Inadequate wages have aggravated the situation of many, like
Agness Samwenje who lives in Harare’s high density Mufakose suburb, and they
have found that turning to urban farming is one way of supplementing their
supply of food.
Like jobless 34-year-old Silveira Sinorita from Mozambique
who now lives in the Zimbabwean town of Mutare, urban farming has become their
job as they battle to feed their families.
“Without employment, I have found that farming here in town
is an answer to my food woes at home because I grow my own potatoes, beans,
vegetables and fresh maize cobs, whose surplus I then sell,” Sinorita told IPS.
Pushed to the edge by mounting food deficits, urban farmers
in other African countries have even gone beyond mere crop farming. In cities
such as Kampala in Uganda and Yaoundé in Cameroon, many urban households are
raising livestock, including poultry, dairy cattle and pigs. Urban farming is
mushrooming in Africa’s towns and cities. According to the Food and Agriculture
Organisation (FAO), more than 800 million people around the world practise
urban agriculture and it has helped cushion them against rising food costs and
insecurity.
However, urban farming in Africa is often met with
opposition from the authorities where land is owned by local municipalities and
agricultural experts say that opposing it makes no sense in the face of growing
food insecurity.
“Poverty is not sparing even people living in the cities
because jobs are getting scarce on the continent and as a result, farming in
cities is fast becoming a common trend as people battle to supplement their
foods, this despite urban farming being prohibited in towns and cities here,”
government agricultural officer Norman Hwengwere told IPS. Zimbabwe’s local
authority by-laws prohibit farming on vacant municipal land.

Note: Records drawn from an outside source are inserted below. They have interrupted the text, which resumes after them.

PR #2547, opened 2024-02-08
nrf: spim/spis: Add size checks for EasyDMA buffer

plaes:
On most nRF chips, maximum buffer size for EasyDMA is 255, thus we never got any data when attempting to use 256 bytes as RX/TX buffer.

Maybe it makes sense to expose maximum tx/rx buffer size?

### DIFF
--- a/embassy-nrf/src/spim.rs
+++ b/embassy-nrf/src/spim.rs
@@ -13,7 +13,7 @@ pub use embedded_hal_02::spi::{Mode, Phase, Polarity, MODE_0, MODE_1, MODE_2, MO
 pub use pac::spim0::config::ORDER_A as BitOrder;
 pub use pac::spim0::frequency::FREQUENCY_A as Frequency;
 
-use crate::chip::FORCE_COPY_BUFFER_SIZE;
+use crate::chip::{EASY_DMA_SIZE, FORCE_COPY_BUFFER_SIZE};
 use crate::gpio::sealed::Pin as _;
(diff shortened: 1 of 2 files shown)


Dirbaio (approved):
Would be even nicer to automatically chunk the transfer, but I agree checking it is better than silently doing the wrong thing for now.

plaes:
> Would be even nicer to automatically chunk the transfer, but I agree checking it is better than silently doing the wrong thing for now.

Well, chunking might open up another can of worms.
For example, when interfacing with SPI-NOR flash supporting byte/page program from 1...256 bytes (that's how I ran into this issue), you'll still end up with two SPI writes: 255 bytes and 1 byte, as writes could be limited due to page address boundaries. (And this specific chip's datasheet also mentions also: "if more than 256 bytes of data are sent to the device, then only the last 256 bytes sent are latched into the internal buffer").

Dirbaio:
the user does "assert CS, send 256 bytes, deassert CS"
embassy-nrf would see the "send 256 bytes", and chunk it into 2 DMA transfers, of 255 and 1 bytes.
The NOR flash chip will still see it as a single 256-byte transfer (with a bit of delay in the boundary between the chunks, but it shouldn't care). 


SPI is just "wiggle SCK while shifting out bits". On the wire it's indistinguishable whether it's 1 DMA transfer of 256, or 2 DMA transfers of 255+1.

PR #2548, opened 2024-02-09
Faq fixes due to embassy-time crate split

plaes:
I ran into the dependency graph conflicts when I wanted to pull in embassy-nrf from specific git revision (after #2547 was merged), and while at it, also found some irrelevant stuff in other areas of docs.

PS. What's the release-plan going to be for embassy-nrf crate? I guess there should be a fix version up in crates.io. (And another thing I noticed between 0.1.0 and master was API change regarding dropped GPIO generics).


lulf (approved):
Looks good. I think we should release 0.2 of embassy-nrf, I don't think there are any other big api changes in the plan. Any remaining un-genericsifying up your sleeve @Dirbaio ?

FAO has also reported that Africa’s market gardens are the
most threatened by the continent’s growth spurt because they are typically not
regulated or supported by governments, and a recent study has called for
governments to become more involved. A 2011 research study titled ‘Growing
Potential: Africa’s Urban Farmers’, Anna Plyushteva, a PhD student at
University College London, argues that greater government involvement is needed
for urban agriculture to emerge out of marginality and illegality and deliver
greater environmental and social benefits.
“Without official regulation, urban farming can create some
serious problems. At present, informal farmers and their produce are exposed to
contamination with organic and non-organic pollutants, which is a serious
threat to public health,” said Plyushteva.

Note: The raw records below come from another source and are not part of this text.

PR #2549, opened 2024-02-09
nrf: spim: Expose buffer length limits

plaes:
Exposing this feels a bit awkward, but still better than nothing.

One use-case for this would be pushing data to SPI-NOR flash at maximum bandwidth supported by either bus/device. For example in case of nRF52832 and Renesas SPI-NOR flash(AT25FF081A):
* nRF52832 supports transfers up to 255 bytes
* Flash can be programmed either in Byte/Page mode (1..256 bytes), but we cannot cross the 256-byte boundaries.

Therefore the most sensible way to operate in this case would be to push out data as two 128 byte chunks to program a single page.

### DIFF
--- a/embassy-nrf/src/spim.rs
+++ b/embassy-nrf/src/spim.rs
@@ -20,6 +20,11 @@ use crate::interrupt::typelevel::Interrupt;
 use crate::util::{slice_in_ram_or, slice_ptr_parts, slice_ptr_parts_mut};
 use crate::{interrupt, pac, Peripheral};
 
+/// Maximum receive buffer size for single transfer
+pub const MAX_RX_LEN: usize = EASY_DMA_SIZE;
+/// Maximum transfer buffer size for single transfer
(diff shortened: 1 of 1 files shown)


Dirbaio:
as discussed in #2547 I believe the HAL should auto-chunk transfers, effectively removing the limit.

plaes:
> as discussed in #2547 I believe the HAL should auto-chunk transfers, effectively removing the limit.

[From #2547](https://github.com/embassy-rs/embassy/pull/2547#issuecomment-1936180767)
> the user does "assert CS, send 256 bytes, deassert CS"
embassy-nrf would see the "send 256 bytes", and chunk it into 2 DMA transfers, of 255 and 1 bytes.
The NOR flash chip will still see it as a single 256-byte transfer (with a bit of delay in the boundary between the chunks, but it shouldn't care). It's still a single CS assert+deassert.

OK, indeed it there's single CS assert/deassert then it should work. 
I had a false impression that chunking would also change state of `CS` pin.

PR #2556, opened 2024-02-10
Fix unaligned buffer in async updater

### LINKED ISSUE #2542: Unaligned buffer in embassy-boot async firmware updater for RP2040
When using the async firmware updater for RP2040, all operations to update the magic code fails with an unaligned error.

This can be traced to changes made in #2411, after which the aligned buffer must have a size of 4 due to READ_SIZE being the larger size, and being defined as 4 for RP2040.

https://github.com/embassy-rs/embassy/blob/2c5426aa5c41563f3b225d99d39793a765ec9204/embassy-boot/src/firmware_updater/asynch.rs#L229-L230

This becomes a problem for the set magic function, which calls the flash read function for both offset 0 (line 274) as well as 1 (line 278). This is because WRITE_SIZE is defined as 1 for RP2040.

https://github.com/embassy-rs/embassy/blob/2c5426aa5c41563f3b225d99d39793a765ec9204/embassy-boot/src/firmware_updater/asynch.rs#L273-L278

This eventually triggers an error in the flash background read function for RP2040, which requires that the offset is a multiple of 4 (lines 286 to 288).

https://github.com/embassy-rs/embassy/blob/2c5426aa5c41563f3b225d99d39793a765ec9204/embassy-rp/src/flash.rs#L270-L288

chamburr:
This PR fixes #2542.

I didn't know how to implement the change in magic size everywhere as suggested by lulf in the issue. What I've done here is to keep the magic size at size of WRITE_SIZE, and slice the buffer for writes to also be size of WRITE_SIZE. To make sure that reads are aligned to READ_SIZE, I avoid the second read for progress whenever the data is available in the first read. I have tested this on RP2040 and it works.

### DIFF
--- a/embassy-boot/src/firmware_updater/asynch.rs
+++ b/embassy-boot/src/firmware_updater/asynch.rs
@@ -276,16 +276,25 @@ impl<'d, STATE: NorFlash> FirmwareState<'d, STATE> {
     async fn set_magic(&mut self, magic: u8) -> Result<(), FirmwareUpdaterError> {
         self.state.read(0, &mut self.aligned).await?;
 
-        if self.aligned.iter().any(|&b| b != magic) {
+        if self.aligned[..STATE::WRITE_SIZE].iter().any(|&b| b != magic) {
             // Read progress validity
-            self.state.read(STATE::WRITE_SIZE as u32, &mut self.aligned).await?;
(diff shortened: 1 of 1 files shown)


lulf (approved):
Thanks!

Zambian development expert Mulubwa Nakalonga, the more
people flock to cities, the more pressure they add to the limited resources
there.
“There is increased rural-to-urban migration in Africa as
people seek better employment opportunities which, however, they rarely find
and subsequently turn to farming on open pieces of land in towns in order for
them to survive because they have no money to buy foodstuffs,” Nakalonga told
IPS. “Often when people migrate from rural areas anywhere here in Africa, they
cling to their agricultural heritage of practices through urban agriculture
which you see many practising in towns today to evade hunger,” Nakalonga added.
In the Tanzanian capital of Dar es Salaam, for example,
urban gardens in some communities resemble those found in the country’s rural
areas from which people migrated. Despite the opposition elsewhere, some
African cities are nevertheless supporting the urban farming trend. The Cape
Town local authority in South Africa, for example, introduced its first urban
agriculture policy document in 2007, focusing on the importance of urban
agriculture for poverty alleviation and job creation.
FAO projects that there will be 35 million urban farmers in
Africa by 2020, it is supporting programmes in some countries to capitalise on
the benefits. In the Democratic Republic of Congo (DRC), for example, FAO’s
Urban Horticulture Programme is building on the skills of rural farmers who
have come to the cities. The FAO programme in DRC started in response to the
country’s massive rural-to-urban exodus following a five-year conflict and now
helps local urban farmers to produce 330,000 tons of vegetables each year,
while providing employment and income for 16,000 small-scale market gardeners
in the country’s towns and cities. The country’s urban farmers sell 90 percent
of what they produce in urban markets and supermarkets, according to FAO,
helping to feed a swelling urban population as Congolese flee the countryside
in search of security.
In the Kenyan capital Nairobi, various groups and agencies
have helped popularise the “vertical farm in a bag” concept in which city
dwellers create their own gardens using tall sacks filled with soil from which
plant life grows. With hunger hitting both rural and urban African dwellers
hard, an increasing number of them believe that urban farming is the way to go.